Ilustrasi air bersih (Solopos/Whisnupaksa Kridhangkara)
07 Agustus 2018 05:00 WIB Ichsan Kholif Rahman Wonogiri Share :

Solopos.com, WONOGIRI -- Sebagian warga Kecamatan Giritontro, Wonogiri, saat ini harus membeli air bersih dalam tangki untuk memenuhi kebutuhan konsumsi. Hal itu sebagai dampak kemarau selama dua bulan terakhir.

Camat Giritontro, Joko Waluyo, mengatakan kemarau panjang sangat berpengaruh bagi wilayahnya. Bahkan masyarakat saat ini telah membeli air dalam tangki untuk memenuhi kebutuhan sehari-hari sejak satu bulan lalu.

Setiap tangki air masyarakat membeli dengan harga Rp110.000 hingga Rp150.000 tergantung jarak pengiriman. “Pertanian kering semua, singkong sudah panen sehingga petani banyak yang tidak tanam dan saat ini fokus mengurus ternak. Desa Jatirejo, Ngargoharjo, Tlogosari, Tlogoharjo, dan Bayemharjo adalah desa terdampak yang mengandalkan air tangki,” ujarnya kepada Solopos.com, Sabtu (4/8/2018).

Desa-desa tersebut tidak memiliki sumur karena kondisi tanahnya berbatu. Beberapa dusun di desa tersebut memiliki belik untuk membantu mengurangi beban pengeluaran air. Hingga saat ini masyarakat desa tersebut masih memiliki penampungan air hujan untuk pemenuhan kebutuhan memasak dan minum.

Pemerintah Kecamatan Giritontro telah berkoordinasi dengan instansi terkait untuk membantu penyediaan air bagi masyarakat. Beban masyarakat Guritontro cukup berat.

Tangki-tangki air yang mereka beli seharga Rp110.000-Rp150.000 per tangki itu hanya cukup untuk sepekan. Kebutuhannya lebih besar lagi bagi warga yang memiliki ternak. Ternak mereka memerlukan air sekitar 10 liter per hari.

Jika masyarakat yang memiliki cukup uang, bisa-bisa mereka tidak bisa minum air. Ia mengakui masyarakat ada yang menggunakan air embung untuk mandi dan mencuci pakaian. Masyarakat meragukan kondisi embung untuk dikonsumsi karena belum mengetahui kualitas air tersebut.

Kecamatan Giritontro memiliki dua embung yang sudah dapat dimanfaatkan di Desa Ngargoharjo dan Jati namun tidak dimaksimalkan warga karena cukup jauh dengan permukiman. Sedangkan aliran sungai hanya akan terisi ketika ada hujan.

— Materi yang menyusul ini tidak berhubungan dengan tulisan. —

PR #657, opened 2022-06-23
Add more analytics around onboarding

mplorentz:
Completes #656. This adds new analytics events to help capture some metrics @Chardot and I discussed in a meeting last week. In particular it adds:
- an event for each individual onboarding screen, so we can see how much time users spend on each.
- an event for a user following a pub that is distinct from the event when they follow a profile.

### DIFF
--- a/Analytics/Sources/Delivery/Analytics+Onboarding.swift
+++ b/Analytics/Sources/Delivery/Analytics+Onboarding.swift
@@ -99,38 +99,6 @@ public extension Analytics {
         service.track(event: .did, element: .app, name: "onboarding_start")
     }
     
-    func trackBenefitsStep() {
-        service.track(event: .show, element: .screen, name: "onboarding_benefits")
-    }
-    
-    func trackBirthdateStep() {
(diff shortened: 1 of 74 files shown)


Analytics/Sources/Delivery/Analytics+Onboarding.swift
```diff
@@ -98,6 +98,38 @@ public extension Analytics {
     func trackOnboardingStart() {
         service.track(event: .did, element: .app, name: "onboarding_start")
     }
+    
+    func trackBenefitsStep() {
```
martindsq, line 102: Aren't these events already tracked by func trackOnboarding(_ step: OnboardingStep)?

mplorentz: Ah yes you are right. I didn't see them in PostHog because the individual steps are set as properties on the `view_screen_onboarding` event. But it looks like we can make custom Actions in PostHog that let us treat these as unique events so we can do things like see how long users spend on each screen.

I will revert these parts of the PR.

martindsq (approved):

Issue #457, opened 2022-03-28
Investigate go-ssb panics in bugsnag


boreq:

boreq:
Relates to #505. This PR should help us diagnose this issue.

boreq:
Blocked till we get the new the new logs from someone.

rabble:
@boreq will check to see if there is any new data in bugsnag

boreq:
Had a look at bugsnag and asked our team members for their logs as some of them appear to have experienced this issue within the last week.

rabble:
wait for scuttlego.

PR #677, opened 2022-06-28
Send bot logs on panics

martindsq:
This should help with #457 

The go bot logs were not sent in panics because the time window of Bugsnag to send a crash is at the very start of the next time the user opens the app (because the app crashed without time to send an event). At this time, even though we have a hook to attach the bot logs, we cannot find them because the user is not yet logged in.

I fixed this by moving the logic to find the bot logs to the CrashReporting component.


CrashReporting/Sources/Domain/Services/CrashReportingServiceAdapter.swift
```diff
@@ -8,28 +8,20 @@
 import Foundation
 import Logger
 
+/// This implementation of CrashReportingService starts the APIService
+/// when a botLogHandler is set. So be sure to always set it.
```
mplorentz, line 12: I don't think I understand this comment. It references `botLogHandler` but `botLogHandler` was removed?

CrashReporting/Sources/Infraestructure/DefaultLogsBuilder.swift
```diff
@@ -0,0 +1,94 @@
...
+//  DefaultLogsBuilder.swift
+//  
+//
+//  Created by Martin Dutra on 28/6/22.
+//
+
+import Foundation
+import Logger
+
+class DefaultLogsBuilder: LogsBuilder {
```
mplorentz, line 11: Maybe it makes sense to name this something like `GoBotLogsBuilder` since it is tightly coupled to where the GoBot stores the logs on disk?

mplorentz (approved):
I left a couple of minor comments but nothing that should block a merge. Approving!

CrashReporting/Sources/Domain/Services/CrashReportingServiceAdapter.swift
martindsq: I forgot to remove that comment, it was useful in the previous iteration when that was true because I wanted to start bugsnag after that handler was set otherwise I couldn't hook on the events from the previous session that were sent at the start, but I could refactor it so we don't need that anymore.

PR #678, opened 2022-06-28
Detect incorrect Go version during builds

### LINKED ISSUE #541: Script which installs Go doesn't detect that Go needs to be updated
If the Go version is bumped in the script `go_install.sh` then developers have to remove their `GoSSB/Sources/.goroot` directory for the script to install it. The script doesn't detect that the version is out of date.

boreq:
The script will now check the installed Go version and if it is incorrect the
Go tools will be redownloaded. This should streamline our development process.

Fixes #541.

### DIFF
--- a/GoSSB/GoSSB.xcodeproj/project.pbxproj
+++ b/GoSSB/GoSSB.xcodeproj/project.pbxproj
@@ -170,7 +170,6 @@
 			outputFileListPaths = (
 			);
 			outputPaths = (
-				"${PROJECT_DIR}/Sources/.goroot",
 			);
 			runOnlyForDeploymentPostprocessing = 0;
 			shellPath = /bin/sh;
--- a/GoSSB/GoSSB.xcodeproj/project.pbxproj
+++ b/GoSSB/GoSSB.xcodeproj/project.pbxproj
@@ -170,6 +170,7 @@
 			outputFileListPaths = (
 			);
 			outputPaths = (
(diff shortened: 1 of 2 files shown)


GoSSB/GoSSB.xcodeproj/project.pbxproj
```diff
@@ -170,7 +170,6 @@
 			outputFileListPaths = (
 			);
 			outputPaths = (
-				"${PROJECT_DIR}/Sources/.goroot",
```
boreq, line 173: @mplorentz @martindsq 

I had a problem where the script wouldn't be triggered if `.goroot` already existed, can you tell me if there is a better fix for this?

mplorentz: These input and output paths are checked on incremental builds, and if none of them have changed then the script isn't run. I'm not sure if removing .goroot from the outputPaths really changed anything, since .goroot will generally only change if the go version in go_install.sh changes. go_install.sh only needs to run if go_install.sh has changed, right?

boreq: As far as I can tell the script isn't correctly executed unless I remove this line from `.pbxproj`.

boreq:
@mplorentz I think it works.

boreq:
An unrelated test failure I think?

mplorentz (approved):
Looks good! Thanks for fixing this even though it was an Xcode thing.

PR #679, opened 2022-06-29
Search on discover tab

mplorentz:
#648. This adds a very quick and dirty search bar to the discover tab that searches post text. It doesn't do fuzzy matching and it doesn't rank the results very well. It doesn't do a lot of things that we probably want, like highlighting searched for words in the results. But it's a start.


Source/Bot/Bot.swift
```diff
@@ -185,6 +186,7 @@ protocol Bot: AnyObject {
     func hashtags(usedBy identity: Identity, limit: Int, completion: @escaping HashtagsCompletion)
 
     func posts(with hashtag: Hashtag, completion: @escaping PaginatedCompletion)
+    func posts(matching filter: String) async throws -> [KeyValue]
```
martindsq, line 189: This func needs documentation

Source/GoBot/ViewDatabase.swift
```diff
@@ -1594,6 +1651,26 @@ class ViewDatabase {
...
+        
+        // probably need to escape some characters here
+        var messages = [KeyValue]()
+        let query = try connection.prepare(
+            postSearch
+                .filter(colText.match(text))
+        )
+        for row in query {
+            let messageID = row[colMessageRef]
+            let message = try post(with: messageID)
```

Ia menambahkan selain ima desa tersebut, desa lainnya tidak terlalu kekeringan sehingga untuk memenuhi kebutuhan air sehar-hari masih cukup. Masyarakat tersebut memiliki sumur yang airnya cukup banyak.

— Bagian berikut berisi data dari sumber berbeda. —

Issue #675, opened 2022-06-28
Welcome messages for newly onboarded users


Chardot:
As a newly onboarded user, I want to see welcome messages from a fake Planetary Help account in my home feed, so that I can learn how to use Planetary and I don't get the impression that my feed is empty.

Requirements:

- Messages should contain an intro paragraph
- Copy should be displayed in slides on an image carousel
- Comments section should be hidden

Screenshot:
![Image](https://user-images.githubusercontent.com/477835/176224182-2836fbf0-3ba3-4db7-b596-b1a321c5e0c2.png)

mplorentz:
The MVP version of this was merged in #687.

PR #687, opened 2022-07-01
Welcome messages

mplorentz:
#675


mplorentz:
I would like to ignore the Codacy issues in `KeyValue+ViewDatabase.swift` because I moved all that code out of ViewDatabase and the issues already existed there.

martindsq (approved):

PR #695, opened 2022-07-07
Show welcome messages to returning users

mplorentz:
This updates the welcome messages so that users who haven't synced in 30 days or have published less than 20 messages will see them. I also fixed a typo in one of the welcome message blobs and moved our preloaded content into git lfs.


Source/GoBot/ViewDatabase.swift
```diff
@@ -443,6 +443,23 @@ class ViewDatabase {
         return -1
     }
     
+    func lastWrittenMessageDate() throws -> Date? {
+        guard let db = self.openDB else {
+            throw ViewDatabaseError.notOpen
+        }
+        
+        if let row = try db.pluck(msgs.select(colWrittenAt).order(colWrittenAt.desc).limit(1)) {
```
martindsq, line 451: A SELECT MAX(written_at) like query is more descriptive

Source/GoBot/ViewDatabase.swift
```diff
@@ -443,6 +443,23 @@ class ViewDatabase {
         return -1
     }
     
+    func lastWrittenMessageDate() throws -> Date? {
```
martindsq, line 446: The function name is descriptive, but a comment explaining the intended use (useful for knowing the last time the user synced) may help developers understand better what it is used for

mplorentz: good call

martindsq (approved):

Issue #660, opened 2022-06-24
remove time stamp from home feed


rabble:
The timestamp is communicating the wrong thing. Scuttlebutt is slow social media. We can show the date time on the detailed page but not on the home feed. This will help surface older conversations and make the space feel less dead. 

![7F2617D4-661C-40D3-90D7-F04749F91F04](https://user-images.githubusercontent.com/76/175553177-fa73336e-411f-4003-a854-75224a1a24c6.jpeg)
![A8FB064A-AED0-466C-8A90-9FA4A5D4B3C7](https://user-images.githubusercontent.com/76/175553181-3dde0f37-4186-421c-901d-42cc966da780.jpeg)

mplorentz:
We want to replace the timestamps with a truncated version of the users id

PR #697, opened 2022-07-07
replace time ago in feed for messages with the poster's identity

rabble:
Screen Shot 2022-07-08 at 10 09 16 AM

Replaces the time ago for messages in the home feed with the identity of the poster. This might not be right, but it does show a bit more of the underlying structure of ssb which is good and also makes the app less immediacy focused. 

This PR Resolves ticket #660


mplorentz (commented):
This is good, but it also removed the timestamp from the thread view, so now there is now way to view the timestamp for a message anywhere. I think the design was only to change it on the home feed, so we'll need a flag of some kind on `PostHeaderView`.

A couple other changes that would be nice:
- I think we can display more than 8 digits, we are only utilizing a fraction of the space available. Or if we want to keep it really short maybe we should remove the ellipsis?
- It would be nice to hide the `identifierLabel` if the user hasn't set a name, because in that case we are displaying the ID twice (see screenshot).

mplorentz:
I fixed up the issues I had. @martindsq can you give this a review?

martindsq (approved):

PR #699, opened 2022-07-08
Updating the info and layout of the contact view in the home feed

rabble:
@Chardot asked for a few updates to the follow layout. 

Making the spacing between lines 10px instead of the current 5px.
image

* Add the truncated identifier below the user name, size 14, separated 6pt from the username
* Add a 2pt border around the user's avatar, in the primary color (the same used for the Follow button)
* Make the Follow button be the same size as the Follow button on the directory.
* Remove the words "Active on" and leave only the hashtags

image

This PR adds the identifier, and removes the active on text. But doesn't fix the size of the follow button or adds the 2pt border around the avatar. 

image

The primary feedback this PR needs is somehow "Rabble started following" gets borked because it only finds the identity of rabble and not the name. It's very odd because i didn't think i changed that. HALP!


mplorentz:
@Chardot and I had some back and forth on this and I made a few more changes. @martindsq could you review when you get a chance?

martindsq (approved):

PR #954, opened 2020-09-15
upgrade codegen: use auto-generated property accessors

mpollmeier:


fabsx00 (approved):

mpollmeier:
this needed a fuzzyc upgrade (which complexifies things due to cyclic dependencies). should be green shortly

PR #962, opened 2020-09-21
Cleanup (very) verbose logging in tests

hubertp:
Noticed that regular `sbt> test` produced a ton of logs that were hard
to follow and not even possible to configure. In order to improve the
situation:
1. Moved test fixtures code from `src/main` to `test`, since it is
really test code
2. This enabled me to make `fuzzyc2cpg` a test dependency rather than a
compile time dependency and forcing it on everyone
3. Excluded `logback` from all `fuzzyc2cpg` deps since for some unknown
reason it is the logging implementation of choice there. All other
projects only make log4j2 as a runtime dep, so someone should revisit
that
4. Added log4j2 config that is **only** used in tests (therefore not
being passed downstream)
5. Needed to fork tests in order to be able to assign the external
config, which brought its own problems when dealing with subprojects

As a result `sbt> test` produces much, much less noise and one is able
to control it via the `resources/log4j2-test.xml` file, if necessary.


mpollmeier (approved):
test output is indeed much nicer now. 
i double (spot-) checked that tests still work when run from intellij (since you changed the Test/fork setting)
:+1:

fabsx00:
This breaks https://github.com/ShiftLeftSecurity/joern-sample-extension, unfortunately. That was the reason for the test code being in `main`: if it is not, then it is not included in the jar. Can we generate a test jar maybe and include that?

fabsx00:
@hubertp actually, it also breaks `joern-latest-deps`. `ConsoleTests.scala` there relies on `io.shiftleft.console.testing.TestCpgGenerator`. I think we'll need to revert this.

hubertp:
I'm looking into it. Publishing test artifacts is not a problem and that's how it should be done in the first place.

fabsx00:
Ok, great.

PR #970, opened 2020-09-25
refactor tracking point methods

bbrehm:
In order to make simple alias handling reasonable, this refactors the various tracking point -> trackedBase and accessPath methods.

The underlying theme is that trackedBase and accessPath are only needed as a pair, and never in isolation (at least conceptually).

In order to simplify the changes in codescience, we also introduce the `FakeTrackingPoint` interface, which allows us to get rid of the `${foo}Ext` variants. 

Furthermore, this gets rid of the theoretical O(N^2) part of the computation. That was benign, though.

I decided to keep the function recursive instead of writing a `while`-loop for better readability + better stacktraces, and in order to optimize for the simple case (recursion ends after the first step). Otherwise, we'd need annoying `var accumulator: ArrayBuffer[AccessElement] = null` with corresponding checks, in order to avoid the allocation of the (typically empty) buffer.

Before merging, this also needs approval on the codescience side.


dataflowengineoss/src/main/scala/io/shiftleft/dataflowengineoss/passes/reachingdef/ReachingDefProblem.scala
```diff
@@ -125,29 +120,27 @@ class ReachingDefTransferFunction(method: nodes.Method) extends TransferFunction
...
-          val otherCallsWithSameBase = baseToCalls
-            .get(base)
-            .toList
-            .flatten[nodes.Call]
-            .filter(_.id != node.id)
-          otherCallsWithSameBase
-            .filter { n =>
-              val (matchResult, _) = TrackingPointToAccessPath(n).matchAndDiff(accessPath.elements)
-              matchResult == MatchResult.EXACT_MATCH
+          val (base, accessPath) = TrackingPointMethods.toTrackedBaseAndAccessPath(call)
```
fabsx00, line 134: If we only ever want to work with the tracker base and accessPath at once, I'd suggest we wrap them in a class and give that class a descriptive name. I would actually imagine that we can get away with calling the whole thing `AccessPath`.

fabsx00: Let's then also introduce a corresponding `apply` method, simply because `TrackingPointMethods.to...` is pretty long.

semanticcpg/src/main/scala/io/shiftleft/semanticcpg/accesspath/TrackingPointToAccessPath.scala
```diff
@@ -9,101 +9,180 @@ import org.slf4j.LoggerFactory
 
 import scala.jdk.CollectionConverters._
 
-object TrackingPointToAccessPath {
-
-  def apply(node: nodes.TrackingPoint, exclusions: List[Elements] = List()): AccessPath = {
-    new AccessPath(TrackingPointToElements(node), exclusions)
-  }
-
+trait FakeTrackingPoint {
```
fabsx00, line 12: So, can you explain again why we need this fake tracking point? The reason I ask is that anyone reading this will ask themselves in which way this tracking point is fake. The reason I didn't originally port over these fake tracking points is because it seemed conceptually unclean to me.

semanticcpg/src/main/scala/io/shiftleft/semanticcpg/accesspath/TrackingPointToAccessPath.scala
```diff
@@ -9,101 +9,180 @@ import org.slf4j.LoggerFactory
...
+                     .collect {
+                       case lit: nodes.Literal => ConstantAccess(lit.code)
+                     }
+                     .getOrElse(VariableAccess) :: tail)
+              }
+              .getOrElse {
+                logger.warn(s"Missing argument on call ${memberAccess}.")
+                (TrackedUnknown, Nil)
+              }
+          case Operators.indirection =>
```
fabsx00, line 111: Looks like there's a lot of duplication here and the function is very long. Any way we can reduce the amount of code here?

semanticcpg/src/main/scala/io/shiftleft/semanticcpg/accesspath/TrackingPointToAccessPath.scala
bbrehm: They _are_ conceptually unclean -- the underlying architecture wants all subclasses of `node` to be generated and known to odb, i.e. these should really be `sealed`.

However, we have several APIs that expect `node` that turned out to sometimes require extra data, and therefore we have a bunch of fake nodes all over the place (most prevalent in the closed source data flow tracker) -- that is, classes that claim to implement out node interfaces, but in reality only implement a tiny subset, and will blow up if they get serialized (e.g. because they are part of a Flow).

For this reason, codescience currently needs its own implementation (API entry-point) for all these methods, in order to `match` over the fake node classes. An effect of that is that it is hard to share code between the open and closed tracker (in the open source world, you use these methods for accessing base+path, in the closed source world you use these completely different methods).

That is bonkers, so it's better to define one extra interface for fake tracking points and use that. Yes, it's unclean, but this way we at least contain the uncleanliness.

I'll add source code comments to that effect.

dataflowengineoss/src/main/scala/io/shiftleft/dataflowengineoss/passes/reachingdef/ReachingDefProblem.scala
bbrehm: I'm not sure. The object-apply pattern is super ugly for what is effectively a free-standing function.

What I think would be preferred is an implicit, such that we can e.g. `val (base, path) = someNode.trackedBaseAndPath` or `val (base, elems) = someNode.trackedBaseAndPathElems`, where `trackedBaseAndPathElems(node) = {val (base, path) = trackedBaseAndPath(node); (base, path.elements)}`.

The `trackedBaseAndPathElems` would be for the closed tracker -- large parts of it can only deal with `Elements`, not full paths. That's OK in its context, but typing it again and again gets old fast.

The big question about that is whether to expose the implicit to users, i.e. whether to put it into some hidden obscure module (beware of the leopard!), or put it into one of our predef language extension packages.

ml86 (approved):

PR #976, opened 2020-09-27
Performance fixes for `expandIn`

fabsx00:
Running DDG extraction on different samples uncovered a performance problem: `expandIn` was recalculating the same results many times where installing a cache was simple. This PR brings in a cache.


dataflowengineoss/src/main/scala/io/shiftleft/dataflowengineoss/queryengine/Engine.scala
```diff
@@ -125,12 +124,45 @@ class Engine(context: EngineContext) {
     forCalls ++ forArgs
   }
 
+  private def paramToArgs(param: nodes.MethodParameterIn): List[nodes.Expression] =
```
mpollmeier, line 127: for more consistency: should all these defs return only one of `List|Traversal`, rather than a wild mix?

mpollmeier (approved):
i know you didn't really change what i commented on, but still :)

PR #978, opened 2020-09-27
Bump Ammonite version

hubertp:
Downstream, internally, we are already using `2.0.4`, so the upgrade
should be relatively painless.
Postponing the upgrade to `2.2.0` since it would require bumping Scala
version (`2.13.2` or `2.13.3`) as well.

Test changes are cosmetic due to API/implementation changes of ammonite.


mpollmeier (approved):

fabsx00:
Please also check manually whether completion still works, e.g., `works<TAB>` should complete to `workspace`.

mpollmeier:
tested, works

PR #984, opened 2020-10-05
resolve cyclic cpg<->fuzzyc dependency by using fuzzyc binary

mpollmeier:
* instead of having both in the same path we now use fuzzyc as a separate subproject with it's own classpath
* all dependent subprojects ensure that fuzzyc is staged before they run their tests
* works from sbt and intellij
* once this is approved/merged i'll apply the same mechanism to the codescience build, which has the same issue


fabsx00 (approved):
Good for now. I'm still in favor of just merging `fuzzyc` into `codepropertygraph` entirely over time, but this is as good as it gets right now.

Kepala Pelaksana Harian Badan Penanggulangan Bencana Daerah (BPBD) Wonogiri, Bambang Haryanto, mengatakan wilayah yang tidak diguyur hujan sekitar 60 hari memiliki potensi kekeringan. Namun, selama masih terdapat potensi air yang cukup di wilayah itu, belum tentu daerah tersebut kekeringan. Hal ini dikarenakan daerah tersebut memiliki potensi air baku.